--- What the task asks ---
Count the lines below in which "from" appears, then give that number by itself.

--- Provided records ---
————

PR #336, opened 2015-09-22
add config_joiner setting in linter class

ikappas:
This setting can be set to either  '=' or ':'.

The default setting of  ':' makes the config file argument and the value passed as separate arguments for backwards compatibility.

When this setting is set to '=', the config file argument is joined with the config file path found by '=' and passed as a single argument.

### DIFF
--- a/lint/linter.py
+++ b/lint/linter.py
@@ -281,6 +281,11 @@ class Linter(metaclass=LinterMeta):
     #
     config_file = None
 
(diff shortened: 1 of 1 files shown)


ikappas:
any chance this gets merged?

groteworld:
Sorry for the wait and thank you for your patience! Everythings seems in order here. :beers:

PR #362, opened 2015-10-29
added ${sublime} to point to the sublime packages directory, fixes #361

### LINKED ISSUE #361: Add ${sublime} for sublime settings directory
It would be convenient to have this, so sublime specific linter settings can be stored in the sublime text directory instead of the home directory.

simonzack:


grotewold:
LGTM

Issue #36, opened 2013-12-19
Linter plugins not available in Package Control 


creativeaura:
After updating to ST3 Build 3059 the plugin has stopped working. I have reinstall the plugin from package control but when I try to install linter plugins, none of the plugins are available in the list.

PR #387, opened 2016-01-01
Add PythonImproved to list of python aliases

MattDMo:
This addresses [MattDMo/PythonImproved #36](https://github.com/MattDMo/PythonImproved/issues/36). Python Improved now has over 16k installations, so I figured it's about time to implement this :grinning:

### DIFF
--- a/SublimeLinter.sublime-settings
+++ b/SublimeLinter.sublime-settings
@@ -25,6 +25,7 @@
         "show_marks_in_minimap": true,
         "syntax_map": {
             "python django": "python",
+            "pythonimproved": "python",
             "magicpython": "python",
             "html 5": "html",
             "html (django)": "html",


jawshooah:
:+1: Thanks!

MattDMo:
@jawshooah No problem. Quick question, though, since I'm not intimately familiar with all of SublimeLinter's internals. I've read through a number of `linter.py` files from various linters, just to get a feel for how they work, and they all seem to define a `syntax` variable (such as in [`SublimeLinter-pylint`](https://github.com/SublimeLinter/SublimeLinter-pylint/blob/master/linter.py#L21)). With PythonImproved now in the `python` syntax map, does this mean that *all* linters that define `syntax = "python"` will now work with PythonImproved? I would assume so, I just wanted to make sure.

Thanks!

jawshooah:
Yup, that's the long and short of it :smile:

Issue #380, opened 2015-12-04
SublimeLinter ignore_match not working when extension is specified


colin-marshall:
I'm trying to get **SublimeLinter** and **HTMLTidy** to ignore certain php warnings. Specifically the  `missing <!DOCTYPE> declaration`, `inserting implicit <body>`, and `inserting missing 'title' element`. It tells you right in the docs how to do this:

```json
{
"ignore_match": [
    "missing <!DOCTYPE> declaration",
    "inserting (?:implicit <body>|missing 'title' element)"
    ]
}
```

Adding that to my SublimeLinter user settings file worked fine. The problem is that I want it only to apply to PHP files, because using just the above will also ignore it on HTML files.

The docs have an example for applying `ignore_match` only to certain extensions:

```json
{
"ignore_match": {
    "inc": [
        "missing <!DOCTYPE> declaration",
        "inserting (?:implicit <body>|missing 'title' element)"
        ]
}
```

So I copied that and changed the `inc` to `php` and I still get those warnings on php files.

Here is what the `htmltidy` section of my SublimeLinter settings file looks like:

```json
"htmltidy": {
            "@disable": false,
            "args": [],
            "excludes": [],
            "ignore_match": {
                "php": [
                    "missing <!DOCTYPE> declaration",
                    "inserting (?:implicit <body>|missing 'title' element)"
                 ]
            }
    }
```

Any idea why `ignore_match` works as it is supposed to until I specify an extension that the `ignore_match` rule is supposed to apply to? Thanks!!!

colin-marshall:
This is a bug. See the accepted answer on my StackOverflow question:
http://stackoverflow.com/questions/34057863/sublimelinter-ignore-match-not-working-when-extension-is-specified

grotewold:
Thanks to @alkuzad, in both SO and here, this has been corrected. Thanks for your help!

colin-marshall:
Thanks @alkuzad and @grotewold!

ctf0:
@groteworld am still having this issue
```json
"htmltidy": {
    "@disable": false,
    "args": [],
    "excludes": [],
    "ignore_match": {
        "blade": [
            "(<script>|<img>|<a>) escaping malformed URI reference",
            "inserting (?:implicit <body>|missing 'title' element)",
            "missing <!DOCTYPE> declaration",
            "plain text isn't allowed in <head> elements"
        ]
    }
},
```

PR #393, opened 2016-01-18
Fixes issue !380, nested dictionaries are lost during linter settings tokenization

alkuzad:
Hi

I've found some time to look into problem from SO: http://stackoverflow.com/questions/34057863/sublimelinter-ignore-match-not-working-when-extension-is-specified/34493594

I've found it's really simple, just for dict values `recursive_replace_value` function uses `recursive_replace` instead of `recursive_replace_value` and the first one does not return any value at all. This is why we have 'None' instead of dict with replaced arrays. So I've added parameter to control if the return should be invoked and voila ... tests are passing.

Sorry for this kind of crappy tests but I usually work with pure unittest and I do not know py.test so well. So these tests are rather basic but even with them I can prove that new version works (just compare same tests with branch and master linter.py to see)

### DIFF
--- a/lint/linter.py
+++ b/lint/linter.py
@@ -532,7 +532,7 @@ class Linter(metaclass=LinterMeta):
         """
         def recursive_replace_value(expressions, value):
             if isinstance(value, dict):
-                value = recursive_replace(expressions, value)
+                value = recursive_replace(expressions, value, nested=True)
             elif isinstance(value, list):
                 value = [recursive_replace_value(expressions, item) for item in value]
             elif isinstance(value, str):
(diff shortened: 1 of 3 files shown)


alkuzad:
Issue: #380

grotewold:
You had some flake8 issues in your unit tests that I fixed, but thank you for taking the time the submit this fix, and for your support in SO.

alkuzad:
@grotewold thanks for correcting this, I was planning to do the needed flake changes but 02:00 AM was too late for me :) Debugging ST plugins is very hard as sublime_api module is builtin of ST python and I could not figure out option to debug with standard pdb. Fortunatelly for this case extracting two methods was enough - this suggests that these methods could be either static or in utils module.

————

--- Task answer ---
3